I’m new to CUDA, and I was hoping someone might be able to see my mistake here. I’m porting some mathematical code over to the GPU, but so far I can’t seem to get a basic test running: copying from and to the device memory is working (if I edit the array on the host memory, then use cudaMemcpyDeviceToHost, it’s correctly overwritten) but editing on the GPU doesn’t seem to do anything.
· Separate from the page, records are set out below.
PR #398, opened 2026-09-18
fix(bash): reap workload process group on build cancellation

toraponibm:
## Summary

- On build cancellation the **bash** environment never killed its workload child, leaking the process and — on a loaded CI runner — letting the runner's shutdown wait out the whole workload. That is the root cause of the intermittently-flaky e2e test `test_cli_sigterm_does_not_retry_retryable_build` (it failed on `proc.wait(timeout=60)` timing out, **not** on a spurious retry).
- `Bash.launch_nohup` starts the workload with `start_new_session=True` and blocks on `await process.wait()`; a `CancelledError` unwinds that await without reaping the child (its own process-group leader), and there was no `cleanup_nohup`, so nothing killed it.
- Add **`Bash.cleanup_nohup`**: auto-discovered into `cleanup_types` (key `nohup`) and dispatched by `TargetStepRun._cleanup` under `Run.run`'s `uncancel()` guard on both the success and cancel paths. When the child is still running it `SIGTERM`s the process group, waits a short grace, then `SIGKILL`s; it always sets the launch-stopped event (via `_monitoring_cleanup`) so the log monitor's tail loop exits, and drops the tracked process. On the success path (`returncode` already set) it is a no-op. Mirrors the existing `cleanup_docker`.

## Test plan

- New `test_cancel_reaps_workload_child` (+ `build-orphan` fixtures): the workload records its shell PID; after cancellation the test asserts that PID is dead via `os.kill(pid, 0)` — OS-agnostic (psutil `cmdline()` is unreliable on macOS). **Passes; cancellation now reaps the workload in seconds instead of waiting out the sleep.**
- Full `test_buildrunner_retry_cancellation.py`: **4 passed** (no regression on the existing cancellation tests).
- Previously-flaky `test_cli_sigterm_does_not_retry_retryable_build`: **10/10 passed** in a loop.
- Signal suite + all bash integration tests (`TestBuildRunnerCliSignals` + `buildrunner/bash/`): **11 passed, 4 skipped** — confirms the success/retry paths through `cleanup_nohup` are unaffected.


daw3rd:
## Review — reap workload process group on build cancellation

**What it does:** The Bash environment had no `cleanup_nohup`, so on cancellation `launch_nohup`'s `await process.wait()` unwound without reaping the workload — leaking the `start_new_session` child tree (`jobsub → wrapper → sh -c → sleep`). On a loaded CI runner, shutdown waited out the workload, which was the real cause of the flaky `test_cli_sigterm_does_not_retry_retryable_build` (a `proc.wait(timeout=60)` timeout, not a spurious retry). The fix adds `Bash.cleanup_nohup`, mirroring `cleanup_docker`.

### Verified correct ✅ (the parts that matter most, none visible in the diff alone)

- **Wiring is real.** `cleanup_types` is built by `_get_fns_with_prefix("cleanup_")`, so `cleanup_nohup` registers under key `nohup`, and `targetsteprun.py` dispatches `env.cleanup_types[launch_type]`. The launch key *is* `nohup`. Pre-PR, `nohup` simply wasn't in `cleanup_types` → bash cancel skipped teardown entirely. This is a genuine root-cause fix, not a band-aid.
- **The reap can't be interrupted mid-sequence.** The main worry is a second `CancelledError` landing during the SIGTERM→wait→SIGKILL window and skipping the SIGKILL. But `Run.run`'s finally wraps `_cleanup` in an `uncancel()` + `while not cleanup_task.done(): await asyncio.shield(...)` loop that re-suppresses further cancels until cleanup finishes. So the escalation always runs to completion.
- **Idempotent.** `proc` is popped in `finally`; a second invocation (success *then* cancel path) hits `proc is None` and no-ops. `cleanup_helper` also guards on `__teardown_started_events`. Consistent with the codebase's teardown-idempotency requirement.
- **Commit 3's group-based termination is the right fix.** Polling `killpg(pgid, 0)` for group-emptiness (rather than `proc.wait()` on the leader) correctly catches the deep `sh`/`sleep` members that outlive the leader's SIGTERM — the exact 3.11 CI failure. The `own_group` guard (`pgid == proc.pid`) correctly prevents ever signalling gbserver's own group on an early setsid race.
- **Test is well-designed.** It asserts the *deep* shell PID (`echo $$`) is dead — testing member-reaping, not just the leader — uses a per-run unique pidfile under `tmp_path` to avoid cross-session collisions, and the `finally` kills only the lone PID (not the group) with correct PID-reuse reasoning.

### Findings — all minor, none blocking

1. **[Low / latency corner case] Zombie leader can delay group-empty detection.** `killpg(pgid, 0)` succeeds while *any* member exists, including the leader as an unreaped zombie — and the explicit `proc.wait()` reap runs only *after* both grace loops. If asyncio's child watcher is slow to reap the leader, the group looks non-empty through both windows, forcing an unnecessary SIGKILL and up to the full ~5s. In practice the watcher reaps `proc` near-instantly on exit, so the window is tiny — not a correctness issue, just possible wasted shutdown latency. Reaping the leader concurrently with the group poll would tighten it, but the current ordering is defensible.

2. **[Cosmetic] Stale grace comment in the test.** Near the reap deadline the test says *"cleanup_nohup allows a 5s SIGTERM grace + SIGKILL"* — but commit 2 changed the constants to **3s SIGTERM + 2s SIGKILL**. The PR is otherwise meticulous about accurate comments; worth correcting.

3. **[Test coverage nit] No `test_has_cleanup_types` for Bash asserting `"nohup" in env.cleanup_types`.** docker/skypilot/runpod each have this one-line guard; bash's cleanup discovery is only covered by the heavier integration test. Adding the cheap unit assertion would guard against a future rename silently re-introducing exactly this bug (a missing cleanup handler).

### Verdict
Approve with the minor nits above (none blocking). Careful root-cause fix, robust against the framework's cancellation semantics, idempotent, and the iteration history (commits 2–3) shows the real traps — leader-vs-group and signalling the wrong group — were already found and closed.

daw3rd (approved):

The actual function is as follows:

```
__global__ void cudatest(double* g_h) {
int i = blockIdx.x * blockDim.x + threadIdx.x;
int j = blockIdx.y * blockDim.y + threadIdx.y;
int n = 64;
if (i < (n+2) && j < (n+2)) {
g_h[(n+2)*i+j] = 75;
}
}
```

and is called using

```
dim3 threadsPerBlock(16, 16);
dim3 numBlocks((n+2) / threadsPerBlock.x, (n+2) / threadsPerBlock.y);
cudatest<<<numBlocks, threadsPerBlock>>>(g_h);
cudaMemcpy(h, g_h, (n+2)*(n+2)*sizeof(double), cudaMemcpyDeviceToHost);
mat_out(h, cout);
```

I’m not getting any kind of error, but the output is the array that was initially copied to the device (consisting of all ones), not the overwritten array of all 75s as it should (as far as I can see) be. Any help to point out where I’m going wrong would be hugely appreciated!